Lope de Vega 1562-1635
Writer’s block
Quando se faça ofício de escrever, a vida é como o porco para o talhante: aproveita-se tudo. Mas há dias em que tal não chega e mesmo os mais pimpões às vezes desacertam o passo.
(Contei agora 315 caracteres, compreendendo espaços. A dimensão convencionada destes blocos que envio à Vera para ela depois os ilustrar é de 3.000 caracteres, compreendendo espaços. Já passei pois os 10%; e com mais folga, porque o que vai dentro deste parentesis conta também: pouco mais de 20%).

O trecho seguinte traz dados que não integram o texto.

PR #91, opened 2016-02-08
Move build settings to xcconfig and normalize it

rastersize:
- Normalize the formatting in the `spotify_os.xcconfig`.
- Enables clang modules from the config.
- Moves almost all, if not all, shared settings to xcconfig.
- Fixes `ENABLE_NS_ASSERTIONS` not being set in the config.
- Fixes certain warnings found when building using Xcode 7.3b2 (so I could verify that this works).
- **Bumps OS X deployment target to 10.9.**
  - We’re using API which was introduced in 10.9. Since that version is so old by now I don’t see any reason to fix that usage and instead just bump the deployment target.

@8W9aG @JohnSundell @jgavris @dflems


jgavris:
:+1:

spotify_os.xcconfig
```diff
@@ -5,23 +5,52 @@ VALID_ARCHS = i386 x86_64 armv7s armv7 arm64 armv7k
...
+MACOSX_DEPLOYMENT_TARGET = 10.9
+
 ENABLE_NS_ASSERTIONS_Debug = YES
 ENABLE_NS_ASSERTIONS_Release = NO
+ENABLE_NS_ASSERTIONS = $(ENABLE_NS_ASSERTIONS_$(CONFIGURATION))
+
 ONLY_ACTIVE_ARCH_Debug = YES
 ONLY_ACTIVE_ARCH_Release = NO
 ONLY_ACTIVE_ARCH = $(ONLY_ACTIVE_ARCH_$(CONFIGURATION))
+DEBUG_INFORMATION_FORMAT_Debug = dwarf
```
jgavris: :+1:

PR #92, opened 2016-02-08
Remove NSObject type info for userInfo

rastersize:
It was causing issues with certain usage patterns where a non-NSObject subclass was saved in the userInfo dictionary. For example the [block interface hacking](https://github.com/spotify/SPTDataLoader#why-no-block-interface).

:crying_cat_face: 

@JohnSundell


JohnSundell:
:cry: :+1: :bow:

PR #93, opened 2016-02-08
Tweak the CI scripts a bit

rastersize:
- Extract project and scheme values for Slather from the scripts to the config file.
- Extract podspec name from the scripts to the config file.
- Make it easier to run CI script locally by setting the TRAVIS environment variable to a default (only if not yet set).

@jgavris @dflems


jgavris:
:+1:

PR #94, opened 2016-02-10
Support projects that don't enable clang modules

dflems:
Projects that don't have clang modules enabled currently can't support including our project. Switching to `#import` will work with both cases. When modules are enabled, these are implicitly converted to clang module imports.

@8W9aG @rastersize @jgavris


adamhowardprice:
:+1:

jgavris:
:+1:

Que eu saiba, na literatura portuguesa o caso mais explicito destes apuros deve-se a Eça de Queiroz (espero que os mais novos ainda o leiam: ninguém melhor do que ele escreveu prosa portuguesa). Cito de memória, porque há dois anos, com mais de metade dos meus livros em caixas de cartão da Galamas e quase metade dispersa por três moradas diferentes, doei tudo a departamento simpático do estado, com o aliciante de irem para o que fora convento beneditino, com monges beneditinos lá dentro e tudo, por assim dizer ao jeito da agricultura bio. Entretanto, parece que os monges afinal não eram monges e foram mandados à vida mas consta-me que os livros lá continuam. O que é certo é que não os tenho comigo e cito de memória – e em matéria de respeito pelo que os comunistas chamavam verdade objectiva, a memória é pior do que as mulheres. Adiante.

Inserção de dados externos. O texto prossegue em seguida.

Issue #104, opened 2016-02-19
@synthesize of 'weak' property is only allowed in ARC or GC mode


loretoparisi:
```
/MusiXmatch/3rdParty/SPTDataLoader/SPTDataLoader/SPTDataLoaderCancellationTokenImplementation.m:57:13: @synthesize of 'weak' property is only allowed in ARC or GC mode
```

Is the library a ARC project?

rastersize:
Hey @loretoparisi,

It’s indeed an ARC project. It looks like you need to init our submodules, which contains an Xcode config file defining almost all of our settings. Including the “use ARC” one.

Running the following command from the root of the project and then re-opening the Xcode workspace should resolve the issue:
```shell
git submodule update --init
```

loretoparisi:
@rastersize right I initialized the submodules, cleaned up, now I get

```
/MusiXmatch/3rdParty/SPTDataLoader/demo/PlaylistsViewModel.m:113:76: error: implicit conversion from nullable pointer 'NSData * _Nullable' to non-nullable pointer type 'NSData * _Nonnull' [-Werror,-Wnullable-to-nonnull-conversion]
    NSDictionary *jsonDictionary = [NSJSONSerialization JSONObjectWithData:response.body
```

Eça prometera artigo ao director do jornal, para o dia seguinte de manhã, o moço da tipografia, no pátio para o receber, tinha botas que rangiam, e Eça, sem se lembrar de outra coisa, acabara por desancar o Bey de Tunis, velho estimável que ainda por cima parece que acabara de morrer, mas tanto fazia: «Em Tunis há sempre um Bey!» e fora-se a ele. O episódio, se não se estudava em escolas de jornalismo como «o pé da Luizinha Carneiro à Boavista», ficara na conversa de todos os dias. Agora fala-se destas coisas em inglês, como se fala de tudo onde haja progressos técnicos. Writer’s block com explicações várias, da psicologia tradicional às variações psicanalíticas disponíveis, se contadas de viva voz com entusiásticos sotaques norte-americanos, incómodamente seguros de si.
(Contei agora 2.331 caracteres, compreendendo espaços. Estou a aproximar-me do fim, beneficiando ainda deste parêntesis).
Eça contou depois a do Bey de Tunis, se é que não a inventou. No género – não é bem a mesma cosa, mas no género, a melhor para mim é de Lope de Vega: Un soneto me manda hacer Violante/ Qui en mi vida me he visto en tanto aprieto./Catorce versos dicen qui es soneto/Burla, burlando van los tres delante./Yo pensé que no hallara consonante/Y voy a la mitad de otro cuarteto/Mas se me veo en el primer terceto/No hay cosa en los cuartetos que me espante./Por el primer terceto voy entrando/Y me parece que entré con pie derecho/Pues fin con este verso le voy dando./En el segundo estoy y aun sospecho/ Que voy los trece versos acabando. Contad si son catorce y está hecho.Mais uma vez, citei sem livro à mão nem tempo para cotejar no Google.